What was their life like? And how important was their work to the development of a free press, the survival of poor families, and the shaping of their own attitudes, values and beliefs?

Crying the News: A History of America's Newsboys offers an epic retelling of the American experience from the perspective of its most unshushable creation. It is the first book to place newsboys at the center of American history, analyzing their inseparable role as economic actors and cultural
symbols in the creation of print capitalism, popular democracy, and national character. DiGirolamo's sweeping narrative traces the shifting fortunes of these "little merchants" over a century of war and peace, prosperity and depression, exploitation and reform, chronicling their exploits in every
region of the country, as well as on the railroads that linked them. While the book focuses mainly on boys in the trade, it also examines the experience of girls and grown-ups, the elderly and disabled, blacks and whites, immigrants and natives.

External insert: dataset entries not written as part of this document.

PR #72, opened 2016-02-23
CallTarget initialization should not throw NPE when not using PolyglotEngine

woess:
Follow up to #65, this time for the Graal Truffle Runtime.


woess:
Added a test as suggested by @jtulach in #65.

chumer:
Thanks for the fix. Can you give me access to your fork? So next time I can rebase and integrate?

PR #73, opened 2016-02-23
Improve error message and exception when a missing type is specified …

thomaswue:
…in the @NodeInfo annotation.

### DIFF
--- a/truffle/com.oracle.truffle.dsl.processor/src/com/oracle/truffle/dsl/processor/parser/NodeParser.java
+++ b/truffle/com.oracle.truffle.dsl.processor/src/com/oracle/truffle/dsl/processor/parser/NodeParser.java
@@ -457,20 +457,21 @@ public class NodeParser extends AbstractParser<NodeData> {
                 String name = ElementUtils.firstLetterLowerCase(ElementUtils.getAnnotationValue(String.class, mirror, "name"));
                 TypeMirror type = ElementUtils.getAnnotationValue(TypeMirror.class, mirror, "type");
 
-                NodeFieldData field = new NodeFieldData(typeElement, mirror, new CodeVariableElement(type, name), true);
-                if (name.isEmpty()) {
-                    field.addError(ElementUtils.getAnnotationValue(mirror, "name"), "Field name cannot be empty.");
-                } else if (names.contains(name)) {
-                    field.addError(ElementUtils.getAnnotationValue(mirror, "name"), "Duplicate field name '%s'.", name);
+                if (type != null) {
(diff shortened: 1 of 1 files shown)


truffle/com.oracle.truffle.dsl.processor/src/com/oracle/truffle/dsl/processor/parser/NodeParser.java
```diff
@@ -463,6 +463,11 @@ private NodeData parseNodeData(TypeElement templateType, List<TypeElement> typeH
                 } else if (names.contains(name)) {
                     field.addError(ElementUtils.getAnnotationValue(mirror, "name"), "Duplicate field name '%s'.", name);
                 }
+
+                if (type == null) {
+                    throw new AssertionError("The type specified in the NodeField annotation cannot be found. A possible cause could be a missing import statement for the type.");
```
mbrantner: This does not look like an error/invariant that should raise an AssertionError. It looks more like an error that is relevant for the user. Also, it would be nice to actually include name of the type in the error.

thomaswue: OK. Agreed that AssertionError is probably not the best choice here. Do you have a preference for an existing exception class from JDK or a custom exception class extending RuntimeException?

mbrantner: I think that there should be a custom exception. Truffle (and the DSL) should define a hierarchy of custom exceptions. 

BTW: the same applies to https://github.com/graalvm/truffle/blob/master/truffle/com.oracle.truffle.api/src/com/oracle/truffle/api/frame/FrameDescriptor.java#L134

mbrantner: Also, I suggest introducing a consistent style for error messages with respect to format, style, capitalization, punctuation and grammar. For example,

"%s: type used in NodeField annotation not found (missing import?)"

Separating the variables contained in messages would also allow for i18n.

thomaswue:
The error is now reported by the Java compiler and not by the annotation processor. This will ensure that the error message is the standard error message for unresolved types in Java. Here the output from a test run:
```
SLAddNode.java:66: error: cannot find symbol
@NodeField(name = "test", type = FrameSlot.class)
                                 ^
  symbol: class FrameSlot
1 error
```
@mbrantner let me know if this addresses your comments. Regarding better error messages for other parts of the code, please create separate issues.

mbrantner:
Great solution.

PR #75, opened 2016-02-24
Fix a possible overflow in the counting condition profile.

thomaswue:
Makes sure the sum of the counters of the true and false branch of a condition profile cannot overflow.


thomaswue:
@mbrantner fyi.

thomaswue:
@mbrantner fyi.

mbrantner:
Great, thanks!

chumer:
Looks good. Thanks for the fix.

PR #76, opened 2016-02-24
Make DefaultCallTarget final. 

thomaswue:
The class is not part of the API and should also not be extensible.


woess:
looks good to me.

jtulach:
Final is better than non-final and this class isn't part of any API. It is just implementation. Merging.

PR #79, opened 2016-02-25
Fixed missing stackframe if CallTarget#call was called without a call node with the default runtime;

chumer:
Fix TruffleRuntime#iterateStackTrace was not iterating the topmost frame;
Fixed missing stackframe if CallTarget#call was called without a call node with the default runtime;
Added stack frame tests.


chumer:
Here is the graal runtime change:
https://github.com/graalvm/graal-core/pull/81

thomaswue:
Looks great!

PR #84, opened 2016-02-29
Source section filter extension

chumer:
This should address https://github.com/graalvm/truffle/issues/80 with rootSourceSectionEquals.

Additionally I've added indexIn, indexNotIn, lineIn and lineNotIn with a set of ranges to allow arbitrary index and line based checks. 

@mickjordan please comment if this fits your needs.

### DIFF
--- a/truffle/com.oracle.truffle.api.instrumentation.test/src/com/oracle/truffle/api/instrumentation/SourceSectionFilterTest.java
+++ b/truffle/com.oracle.truffle.api.instrumentation.test/src/com/oracle/truffle/api/instrumentation/SourceSectionFilterTest.java
@@ -150,6 +150,61 @@ public class SourceSectionFilterTest {
         Assert.assertNotNull(SourceSectionFilter.newBuilder().lineIn(2, 2).build().toString());
     }
 
+    @Test
+    public void testLineNotIn() {
+        Source sampleSource = Source.fromText("line1\nline2\nline3\nline4", null);
+        SourceSection root = sampleSource.createSection(null, 0, 23);
+        Assert.assertFalse(isInstrumented(SourceSectionFilter.newBuilder().lineNotIn(IndexRange.byLength(2, 1)).build(),
+                        root, sampleSource.createSection(null, 6, 5, tags())));
+
+        Assert.assertFalse(isInstrumented(SourceSectionFilter.newBuilder().lineNotIn(IndexRange.byLength(1, 2)).build(),
+                        root, sampleSource.createSection(null, 2, 1, tags())));
+
+        Assert.assertTrue(isInstrumented(SourceSectionFilter.newBuilder().lineNotIn(IndexRange.byLength(1, 1)).build(),
+                        root, sampleSource.createSection(null, 6, 5, tags())));
+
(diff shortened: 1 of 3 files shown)


mickjordan:
This seems comprehensive; it's probably good to have the indexNotIn in addition to rootSourceSectionIs

jtulach:
Tested? Seems so.

Documented? Yes, but:
* missing `@param` and `@return` tags in many methods

Compatible? Yes.

Evolution: do we have use-cases for public `IndexRange.getXYZ` methods? I can't imagine any (**JT01**). This is *feed-in only* API and exposing getters may limit us in the future.

Consistency: the new API is mixing `Builder` pattern with factory pattern in `IndexRange`. The advantage of builder is *fluent* like usage. I would prefer to keep such style: 
* one option is to make `lineIn` and `indexIn` cumulative - e.g. be able to call them multiple times - that would remove the need for `IndexRange` altogether - however such approach may not be easy to merry with the `and/or` semantics and also `notIn` style.
* then there is *subbuilder* pattern: a method that returns a `RangeBuilder` which then returns back the original `Builder`. Example:
```java
builder.lineIn().
  range(0,10).range(20,30).range(40,50).anyOf().
indextIn().
  range(5, 15).range(25,35).range(45,45).noneOf(). 
build();
```
The `lineIn` and `indexIn` methods would return new builder `RangeBuilder` and the `anyOf` and `noneOf` methods would close the *subbuilder* and return back the original `Builder` so one can continue providing configuration for the *higher level*.

From my comments **JT01** is of higher importance, the rest are just thoughts and opinions.

chumer:
Will fix JT01.

Regarding consistency: I like the sub builder pattern idea. The problem is that everything is currently already built like canoncial boolean expressions (see isSourceSection(SourceSection...)). Multiple builder elements are always AND and each parameter is considered OR. The fluent builder mostly improves writeability but not readability. So regarding readability (which I care most) both versions fluent and parameter based are equivalent. For these reasons I will not change it. Good suggestion tough.

mlvdv:
Looks good  I agree with JT01, there could be implementations that forget the originally specified ranges but correctly implement what's specified.  Also agree that this particular application of _subbuilder_ would be suboptimal for client friendliness.

jtulach:
API changes seem to be as expected:
```
Added Classes
-------------

SourceSectionFilter$IndexRange

Added Nested Classes
--------------------

SourceSectionFilter: nested public final static SourceSectionFilter$IndexRange

Added Methods
-------------

public final SourceSectionFilter$Builder SourceSectionFilter$Builder.indexIn(SourceSectionFilter$IndexRange[])
public final SourceSectionFilter$Builder SourceSectionFilter$Builder.indexNotIn(SourceSectionFilter$IndexRange[])
public final SourceSectionFilter$Builder SourceSectionFilter$Builder.lineIn(SourceSectionFilter$IndexRange[])
public final SourceSectionFilter$Builder SourceSectionFilter$Builder.lineNotIn(SourceSectionFilter$IndexRange[])
public final SourceSectionFilter$Builder SourceSectionFilter$Builder.rootSourceSectionEquals(SourceSection[])
```

PR #85, opened 2016-02-29
Moving FindContextNode implementation next to PolyglotEngine so it ha…

jtulach:
…s access to advanced APIs including profiles

Next step is to do some value profiling to make sure the code re-optimizes when multiple polyglot engines are used in one JVM.


eregon:
Why is the whole conversation not done here? It would be much more practical to get background on this change.

truffle/com.oracle.truffle.tck/src/com/oracle/truffle/tck/TruffleTCK.java
```diff
@@ -995,33 +1023,38 @@ public void testPrimitiveIdentityForeignObject() throws Exception {
...
-                assert res instanceof Number : "expecting number: " + res + "\n" + log;
-                ++prev2;
-                assert ((Number) res).intValue() == prev2 : "expecting " + prev2 + " but was " + res + "\n" + log;
+        PolyglotEngine.Builder builder = PolyglotEngine.newBuilder().executor(Executors.newSingleThreadExecutor());
+        PolyglotEngine vm2 = prepareVM(builder);
+        try {
+            PolyglotEngine.Value count2 = vm2.findGlobalSymbol(countMethod);
+
+            PolyglotEngine.Value count1 = findGlobalSymbol(countMethod);
+            PolyglotEngine vm1 = tckVM;
```
eregon: How does it work here, since it seems both `vm1` and `vm2` are used from the same thread?

jtulach: Yes, it does work.

Although it was tough to find out how to make it work. Please note that *vm2* uses *executor* - which means that while the commands are send to *vm2* from the main thread, the actual execution happens in another one.

chumer:
timed out

PR #87, opened 2016-03-03
clear text map when updating code in ClientManagedFileSource

lukasstadler:
without this change, methods that use the text map (to query line numbers, etc.) may fail or produce wrong results after the source's contents are updated.


jtulach:
JT01: could a test demonstrating the problem be part of the fix?

lukasstadler:
I added some tests and fixed a second, related problem that showed up.
(Source.fromFileName did not update the contents if the file name is relative)

PR #94, opened 2016-03-04
Instrumentation javadoc

mlvdv:
New Instrumentation cleanup:
- Remove obsolete class names from Javadoc
- Realign variable names around correct distinctions and uniform terminology
- Rename an especially awkwardly named (non-public) class
- Rework some Javadoc for clarity, diction, and spelling


truffle/com.oracle.truffle.api.instrumentation/src/com/oracle/truffle/api/instrumentation/InstrumentationHandler.java
```diff
@@ -536,17 +538,18 @@ protected void visitInstrumented(Node node, SourceSection section) {
     }
 
     /**
-     * Instrumenter implementation for {@link TruffleInstrument}.
+     * Instrumenter implementation for use by {@linkplain TruffleInstrument external clients} of
+     * instrumentation.
      */
-    final class InstrumentationInstrumenter extends AbstractInstrumenter {
+    final class ClientInstrumenter extends AbstractInstrumenter {
```
chumer: I think the term Client is too generic. Is there something wrong with InstrumentInstrumenter. There is also a LanguageInstrumenter.

chumer:
Besides one minor remark, good changes as far as I can tell.

Thanks!

truffle/com.oracle.truffle.api.instrumentation/src/com/oracle/truffle/api/instrumentation/InstrumentationHandler.java
chumer: Its optional to change this.

mlvdv: I understand the internal consistency behind the name, but it unfortunately leads to a word that visually scans very poorly and is distracting.  Fortunately it is not public.  How about changing both names:  `LanguageClientInstrumenter` and `InstrumentClientInstrumenter`?

The source of the awkwardness is the name `Instrumenter`, which now that I've thought about it more should really be called something like `Binder`.  This would be much more descriptive, since it creates instances of `EventBinding`, but that's a breaking change.

chumer: If you think InstrumentClientInstrumenter is better than InstrumentInstrumenter so feel free to change it. I have no strong opinion. I also had no problem with InstrumentInstrumenter, given its an internal class.

smarr: As a second opinion: I'd prefer `InstrumentClientInstrumenter`. The first time I saw `InstrumentInstrumenter` I didn't really have an idea what it was.

mlvdv: Any opinions on an earlier thought: renaming both internal subclasses to` InstrumentClientInstrumenter` and `Language ClientInstrumenter`

chumer: Good with me. If that helps your understanding.

mlvdv:
@chumer please have a look at this merge; when I tried it I encountered build failures somewhere in the mx code for managing distributions, where there results of some DSL processing seems not to pass an assertion that looks like a versioning problem of some kind.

Based on a wealth of primary sources, Crying the News uncovers the existence of scores of newsboy strikes and protests. The book reveals the central role of newsboys in the development of corporate welfare schemes, scientific management practices, and employee liability laws. It argues that the
newspaper industry exerted a formative yet overlooked influence on working-class youth that is essential to our understanding of American childhood, labor, journalism, and capitalism.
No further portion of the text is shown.